He adds: “O-RAN is a key enabler for clients from many sectors to provide a wide array of new services to their customers. It’s an enabler of edge connectivity and machine economy, and provides the foundation for use cases such as autonomous driving, modern energy grids, autonomous and robotics.
But as well as opportunities, new technologies also bring challenges, most of which concern system integration. Vodafone recently published a white paper on the challenges of O-RAN system integration, with a call to action for ecosystem providers to integrate much earlier.
“Instead of buying a single box from a traditional vendor multiple vendors in the ecosystem need to work together,” Dallas explains. He adds that Wind River has been working with Dell, Samsung, NEC, and Vodafone on solutions that simplify this integration process.
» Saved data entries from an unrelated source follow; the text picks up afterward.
Issue #518, opened 2023-09-25
PKCS11_store_certificate generates CKR_ATTRIBUTE_TYPE_INVALID error


mihaicristiantanase:
I'm using the latest version of the library (master: 6c96847f1f52a5ccc76e8f8d14820cc4d6af1ecb) to write a certificate on a cryptographic device.
The call to **PKCS11_store_certificate** function with an X509 object previously read from a PEM file (via **PEM_read_X509** function) always returns -1 and the certificate is not written.

I have investigated the problem further and found out that this line (in function pkcs11_store_certificate of p11_cert.c):

	rv = CRYPTOKI_call(ctx, C_CreateObject(session, tmpl.attrs, tmpl.nattr, &object));

returns a value of 18 (0x12) which, in the PKCS#11 standard is translated to **CKR_ATTRIBUTE_TYPE_INVALID**.

The process of finding the culprit was tiring but I've managed to reduce the problem to those lines:

	pkcs11_addattr_var(&tmpl, CKA_NAME_HASH_ALGORITHM, ckm_md);
	if (X509_pubkey_digest(x509,evp_md,md,&md_len))
		pkcs11_addattr(&tmpl, CKA_HASH_OF_SUBJECT_PUBLIC_KEY, md, md_len);

If those two attributes (**CKA_NAME_HASH_ALGORITHM** and **CKA_HASH_OF_SUBJECT_PUBLIC_KEY**) are not set, then the certificate is successfully written.
If I keep the "**CKA_NAME_HASH_ALGORITHM**" attribute, then **CRYPTOKI_call** returns the same error (18).
On the other hand, if I keep the "**CKA_HASH_OF_SUBJECT_PUBLIC_KEY**" attribute, then **CRYPTOKI_call** returns error 5 (**CKR_GENERAL_ERROR**).

This behaviors is identical on two different devices:
1. Manufacturer "Athena Smartcard Solutions", model "IDProtect";
2. Manufacturer "Gemalto", model "ID Prime MD";

Consulting the standard (http://docs.oasis-open.org/pkcs11/pkcs11-base/v2.40/os/pkcs11-base-v2.40-os.html#_Toc416959712), it seems that this function sets up a wrong combination of attributes, that is, when **CKA_VALUE** is non-empty, **CKA_URL** must be empty, which permits ("can") **CKA_HASH_OF_SUBJECT_PUBLIC_KEY** to be empty.

My questions are:
[...]

PR #519, opened 2023-10-03
Fix for PKCS11_store_certificate generates CKR_ATTRIBUTE_TYPE_INVALID error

By way of example, Dallas cites Wind River’s partnership with Dell, which has seen the companies transform telecoms cloud deployments by enabling a lower friction and lower cost ability to deploy 5G.
As O-RAN technology evolves, Wind River is starting to see its value to customers from industries outside of telecoms.
Dallas says: “Industry data suggests 70% of computing will have moved to the edge by 2026, so this is an incredible growth area.
“Operational technology systems are becoming hyperconnected, where in the past they weren’t. This means service providers have a role in creating value around connectivity.”
Examples Dallas gives include vehicle-to-vehicle, vehicle-to-infrastructure, drone delivery systems, and telemedicine.
“Distributed networks are complex, so Open RAN solutions must mitigate complexity.”
Concluding, Dallas says Wind River’s focus is on “providing ease of deployment, increased levels of automation and operational efficiency.”